La polémica, rica en el plano de la filosofía, se reprodujo y fueron muchos los que participaron. Uno de ellos fue Rousseau quien, con el respeto que le profesaba al maestro, respondió que la naturaleza ofrece armonía y felicidad; es el género humano el único que provoca confusión, desorden y desgracias. El debate entre estos dos hombres fue prolongado y tenso. Sin embargo, para Voltaire, la existencia del mal en la Tierra era prueba de que no existe ningún ser divino que tenga el suficiente poder para impedirlo.

El tsunami que arrasó la costa de Japón en 2011 produjo aproximadamente veinte mil muertos. El sismo destruyó  parte de la central nuclear de Fukushima y contaminó a aproximadamente cincuenta mil personas. El episodio puede inscribirse en las dos reflexiones. La crueldad de la Naturaleza y, simultáneamente, la desaprensión de los hombres que construyeron una instalación en un lugar inadecuado. Naturaleza y seres humanos fueron los culpables.

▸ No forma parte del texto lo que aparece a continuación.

PR #51, opened 2016-07-28
fix imperformant sql query for 'list jobs last'

toerb:
This pull request fixes a really imperformant sql query for 'list jobs last' which is executed every time the webui dashboard is loaded.
On our production servers with mysql the query process time goes down from 10 minutes to 0.03 seconds.

### DIFF
--- a/src/cats/sql_cmds.c
+++ b/src/cats/sql_cmds.c
@@ -96,6 +96,26 @@ const char *list_jobs =
    "%s "
    "ORDER BY StartTime%s";
 
+const char *list_jobs_last =
+   "SELECT DISTINCT "
+   "Job.JobId,Job.Name, "
+   "Client.Name as Client, "
+   "Job.StartTime,Job.Type,Job.Level,Job.JobFiles,Job.JobBytes,Job.JobStatus "
+   "FROM Job "
+   "LEFT JOIN Client ON Client.ClientId=Job.ClientId "
+   "LEFT JOIN JobMedia ON JobMedia.JobId=Job.JobId "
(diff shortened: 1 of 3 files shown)


mvwieringen:
I guess this should be against 15.2 and not master. Could you create a bug in bugs.bareos.com
and attach the format-patch to that new bug there ?

mvwieringen:
Ok I extracted the patch into a format-patch myself and applied it to 15.2.
It should be published tomorrow including a small layout tweak to the queries.
As such I close this pull request.

toerb:
Oh I was just fixing a bug introduced with this patch before commiting it into the bugtracker. Other keywords like jobstatus are not working as expected with this layout.
What tweaks did you apply?

toerb:
See my latest commit 
https://github.com/toerb/bareos/commit/46d5a07819f3a400e6b409adef96a35d312a2165
I just added the modifiers of the keywords into the subquery.

mvwieringen:
I removed a unused variable and redid the queries a bit to be better readable.

toerb:
Can you please add the changes from my latest commit?

mvwieringen:
I guess the problem is only with list/llist jobs right ? I squashed the second patch into the first one
and rebased the branch.

toerb:
The problem is only with list/llist jobs last.
list jobs last jobstatus=F resulted before my first commit in a list of the last failed job per client.
After my first commit the query resulted in a list of last jobs per client where jobstatus is failed.
My second commit has fixed this and reproduces the old behaviour.

PR #52, opened 2016-07-28
Add error message when action on purge is not set in the pool resource

wanderleihuttel:


mvwieringen:
Guess this should be against 15.2 not master so I did a clone/format-patch and added it there.
As such I close this pull request.

PR #53, opened 2016-09-23
plugins: Prevent segfault if plugin_list is null

M1Sports20:
I admit I haven't taken the time to fully understand the code execution path around plugins.  I do not know if this is the correct fix to <>.  It does prevent bareos-sd from crashing on my system.

Fixes: https://bugs.bareos.org/view.php?id=662

Commit Message:
This storage daemon can call list_plugins when plugin_list is null.  This
commit adds a check to make sure the plugin_list variable is not null.

### DIFF
--- a/src/lib/plugins.c
+++ b/src/lib/plugins.c
@@ -364,7 +364,10 @@ int list_plugins(alist *plugin_list, POOL_MEM &msg)
 {
    int i, len = 0;
    Plugin *plugin;
-
+   
+   if (!plugin_list) {
+      return 0;
+   }
    if (plugin_list->size() > 0) {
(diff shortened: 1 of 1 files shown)


M1Sports20:
Let me know if you want me to do something else or test something.

I do have the default plugin directory along with a single plugin in the directory:
/usr/lib/bareos/plugins/autoxflate-sd.so

joergsteffens:
Thanks for the patch. I added a comment in the https://bugs.bareos.org/view.php?id=662

joergsteffens:
As discussed in https://bugs.bareos.org/view.php?id=662, this bug is related to new gcc compiler and optimization. It is fixed in current 16.2 releases.

PR #56, opened 2016-11-08
PAM authentication of consoles

smanolache:
Hello,

This code lets Directors authenticate users using Consoles via PAM calls.

I have included some code from Marco van Wieringen.

The code changes the handshake between the Console and the Director. If the Director does not understand the new handshake, then the Console falls back to the current handshake.

The handshake runs as follows:

C->D: Hello console_name protocol=2 ssl=0|1|2
D->C: 1000 OK: dir_name version date protocol=2 ssl=0|1|2 ssl_auth_only=0|1
C->D: STARTTLS
D->C: 1000 OK STARTTLS
TLS handshake
C->D: auth plain
D->C: +
C->D: login base64-user-name base64-password
D->C: 1000 OK auth
C->D: auth cram-md5 challenge ssl=0|1|2
D->C: response_to_challenge
C->D: 1000 OK auth
TLS tear-down if ssl_auth_only

The Director refuses to authenticate the Console if:
* The Console is the default console
* PAM authentication is not configured for the named console
* TLS is not activated

Additionally, the Console configuration on the Director side contains a list of allowed users or groups that add an authorization layer on top of the PAM authentication.


joergsteffens:
Hi,

thank you for this pull request. I'm aware, that quite some people like to see PAM support in Bareos.
However, as this is a potential critical patch, we have to find the time to review and test it carefully. Also regression tests (https://github.com/bareos/bareos-regress) must exist, before we can add it.

I just wanted to let you know, that we have seen and discussed (also not in technical detail) your patch.

regards,
Jörg

smanolache:
I have pushed some modifications to my branch:

1. I have added a command-line switch to bconsole. By default, if the 'new' authentication method fails the console will abort. If the command-line switch '-p' is specified then the console falls back on the 'old' authentication method, i.e. cram-md5.

2. I have fixed a bug in my own code that caused the director to crash (segfault) when the console was not found by the Director in its configuration files. I was using cons->tls before checking whether cons is NULL.

3. I have removed the cram-md5 authentication that followed the user/pass authentication. Thus, there is no mechanism any more by which the Director authenticates with the Console. But, on the plus side, there is no need any more to store passwords in the configuration files. (Note that we still have authentications of Consoles with the Director, thanks to the user/pass that are passed. Just that we don't have authentications of Directors with Consoles.)

franku:
Starting with 18.2 we provide a direct TLS (PSK/Cert) handshake without sending "STARTTLS". Additionally our own PAM implementation has a different approach with an interactive callback. As a matter of fact we decided not to implement your pull request. However, thank you so much for your contribution.

PR #58, opened 2017-02-23
File size change should be treated as warning, not error.

glbyers:
File size change is treated as warning during backup, but as an error during restore. Backing up a live filesytem rather than a snapshot is often going to result in this behaviour and whilst not ideal, it isn't an error. I believe this should also be true for restore.


pstorz:
Hello,

thanks for your patch. I think that the right way of fixing this problem would be to make sure the real size that was backed up is recorded.

Then the check during restore make sense again and should still throw an error if it differs.

Best regards,
Philipp

arogge:
Thank you very much for your effort.
However, I'm going to close the PR as we don't accept PRs for bareos-16.2 anymore and we do not believe that your approach is the right solution. Sorry.

Best Regards,
Andreas

PR #60, opened 2017-04-26
fix cannot recongnition-l option

wangchuan2008888:
before fix run bregex -l -f filename will got -----./bregex: invalid option -- 'l'
I'm sure the getopt function's parm has some mistake.
"d:f:nl?" option would work properly.

### DIFF
--- a/src/tools/bregex.c
+++ b/src/tools/bregex.c
@@ -87,7 +87,7 @@ int main(int argc, char *const *argv)
    bindtextdomain("bareos", LOCALEDIR);
    textdomain("bareos");
 
-   while ((ch = getopt(argc, argv, "d:f:n?")) != -1) {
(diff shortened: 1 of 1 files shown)


pstorz:
Hello wangchuan2008888,

thank you for that patch. Do you have a
real-world name so that we can accept the patch
and add your name to the "authors" file?

wangchuan2008888:
Hi Pstorz,

thinks for accept my patch, it's be my honor to be parts of Bareos authors. My name is chuan wang.

pstorz:
Hello Chuan Wang,

I have merged your changes into our internal repo which will be pushed to github after it passes all tests.

Then this pach will be visible here on github as accepted, and I also updated the AUTHORS file with your name.

Thank you very much!

PR #62, opened 2017-08-02
Fix crash when debugging output is enabled

MedicMomcilo:
This should fix #0000826: Enabling debugging output crashes Director


joergsteffens:
I applied this patch.
However, I changed the commit message, so it automatically closes the related bug and applied it to the bareos-16.2 branch, instead of master.
Therefore, it pull request will not be automatically closed. Therefore I close it manually.

joergsteffens:
It will be merged to master soon.

PR #63, opened 2017-09-24
dbcheck.c, update for dver 2171, remove eliminate_duplicate_filenames…

unki:
…(), update all queries referencing the old Filename table

The schema upgrade from 2004 to >=2170 seems to have rendered ```bareos-dbcheck``` unusable, because it still tries to work on the ```Filename``` table, which got merged into ```File``` by the schema upgrade.

I'm not sure if I've done that correct, but this PR updates the SQL queries to use the ```File``` table instead.

Furthermore it removes the ```eliminate_duplicate_filenames()``` function, which now seems to be obsolete, as it only tried to find duplicate filename-entries in the ```Filename``` table.
As these duplicates might now always be the case in the ```File``` table, as there the files are associated with ```Paths``` or ```Jobs```, and by this might occur multiple times, I think there is no more use for ```eliminate_duplicate_filenames()```.

### DIFF
--- a/src/dird/dbcheck.c
+++ b/src/dird/dbcheck.c
@@ -80,7 +80,6 @@ static int make_name_list(const char *query, NAME_LIST *name_list);
 static void print_name_list(NAME_LIST *name_list);
 static void free_name_list(NAME_LIST *name_list);
 static char *get_cmd(const char *prompt);
-static void eliminate_duplicate_filenames();
 static void eliminate_duplicate_paths();
 static void eliminate_orphaned_jobmedia_records();
 static void eliminate_orphaned_file_records();
@@ -327,7 +326,6 @@ int main (int argc, char *argv[])
    if (batch) {
       repair_bad_paths();
       repair_bad_filenames();
-      eliminate_duplicate_filenames();
       eliminate_duplicate_paths();
       eliminate_orphaned_jobmedia_records();
       eliminate_orphaned_file_records();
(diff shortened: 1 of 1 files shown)


joergsteffens:
Thank you very much for this patch and sorry for the delay. We're going to merge this to bareos-17.2 branch soon.

joergsteffens:
I noticed, that you have modified the function eliminate_orphaned_filename_records(), to be based on PathIds instead of FilenameIds. However, I think this function must be removed, as the Filename table no longer exists. PathIds are covered by eliminate_orphaned_path_records().
Am I missing something?

unki:
Hello!

Imho ```eliminate_orphaned_file_records()``` is the one that removes orphaned _file entries_ that are no longer bound to a _job_ (join on the ```Job``` table).

And the ```eliminate_orphaned_path_records()``` is the one that removed orphaned _path entries_ where no more _files_ are associated with them (join on the ```File``` table).

I'm not 100% sure, but I think those two are still doing a different job. It was only ```eliminate_duplicate_filenames()``` that has become obsolete.

joergsteffens:
I fully agree. However I asked about ```eliminate_orphaned_filename_records()```, not ```eliminate_orphaned_file_records()```.  And after checking this again, I quite certain that this function should be removed.

unki:
Argl, sorry. Those function names are easily for me to be mixed up ;-)

* ```eliminate_orphaned_file_records()``` -> remove files that are no longer bound to any **job** (join on Job table)
* ```eliminate_orphaned_path_records()``` -> remove paths that are no longer referenced by any file (join on File table)
* ```eliminate_orphaned_filename_records()``` -> remove files that are no longer bound to any **path** (join on Path)

AFAIK there is no other function right now, that performs the same task as ```eliminate_orphaned_filename_records()```, to cleanup file residues in the File table, where no more path exists in the Path table (why ever this situation has occurred).

So perhaps ```eliminate_orphaned_filename_records()``` has still a right to exist, but might need to be renamed to ```eliminate_stale_file_records()``` or so?

Or extending the functionality of ```eliminate_orphaned_file_records()``` be modifying the SQL query there, to not only join on the Job table, but also on the Path table (so doing the same job as ```eliminate_orphaned_filename_records()``` right now).

joergsteffens:
Unfortunately, I've been distracted  and forget to integrate this into bareos-17.2 and then wondered, why this pull request is still open. Sorry for this. It is now merged to bareos-17.2 and master will follow. As I decided to merge it to bareos-17.2 (and not master as in the original pull request), this pull request will not be closed automatically. I will close it manually. Please reopen if you still see problems.

PR #64, opened 2017-10-13
self.jobType in BareosDirPluginBaseclass should be a char, not int

kozl:
Example:
for restore jobs self.jobType is 82, chr(82) is 'R'. It looks like bareosdir.GetValue(context, brDirVariable['bDirVarType']) should be chr'ed


aussendorf:
Hello kozl, your suggestion sounds reasonable.
Have you tested your patch with any director plugin derived from the modified base-class ?
Maik

kozl:
No, unfortunately we don't use any.

arogge:
Thank you very much for your effort.
However, jobType is actually really an int and not a char. Yes this is braindead, but unless you're willing to change it across all of Bareos, it is going to stay an integer for now.

Best Regards,
Andreas

PR #596, opened 2020-09-11
libcloud-plugin: fix filenames with non-ascii characters

sduehr:
Also modified the systemtest to include such filenames.
Additional changes to make the plugin compatible with both
Python 2 and 3, and some minor changes to successfully
run the systemtest.

For enabling the plugin build and systemtest, the following is
required:

- The Python 3 version of the s3cmd tool must be installed, may be
  necessary to use
  pip3 install s3cmd
  instead of OS provided s3cmd package
- Apache Libcloud must be installed, use
  pip2 install apache-libcloud
  or pip3 install apache-libcloud
- minio must be installed, use
  curl -o /usr/local/bin/minio https://dl.min.io/server/minio/release/linux-amd64/minio
  chmod 755 /usr/local/bin/minio

### DIFF
--- a/core/src/plugins/filed/python/libcloud/BareosFdPluginLibcloud.py
+++ b/core/src/plugins/filed/python/libcloud/BareosFdPluginLibcloud.py
@@ -23,7 +23,11 @@
 import BareosFdPluginBaseclass
 import bareosfd
 from bareosfd import *
-import ConfigParser as configparser
+
+try:
+    import ConfigParser as configparser
+except ImportError:
+    import configparser
 import datetime
 import dateutil.parser
 from bareos_libcloud_api.bucket_explorer import TASK_TYPE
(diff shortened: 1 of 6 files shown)


core/src/plugins/filed/python/libcloud/BareosFdPluginLibcloud.py
```diff
@@ -357,7 +363,10 @@ def create_file(self, restorepkt):
             100, "create_file() entry point in Python called with %s\n" % (restorepkt)
         )
         FNAME = FilenameConverter.BackupToBucket(restorepkt.ofname)
-        dirname = os.path.dirname(FNAME)
+        if version_info.major < 3:
+            dirname = os.path.dirname(FNAME)
+        else:
+            dirname = os.path.dirname(FNAME).encode("utf-8")
```
bklang, line 369: This logic appears inverted with the changes on line 322-325 above. Is that intentional?

sduehr: Good point, but yes, it is intentional because lines 366-369 are for restore, while 322-325 are for backup.

arogge (approved):
Looks good.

En cambio, la explosión en la central de Chernobyl, en 1986, donde recibieron graves dosis de radiactividad alrededor de 200.000 personas, fue la confirmación de la insensatez y desatino de los científicos rusos de la Unión Soviética que en su afán de progreso despreciaron la seguridad de las vidas humanas. Aquí la naturaleza fue ajena a ese infortunio. Era inocente.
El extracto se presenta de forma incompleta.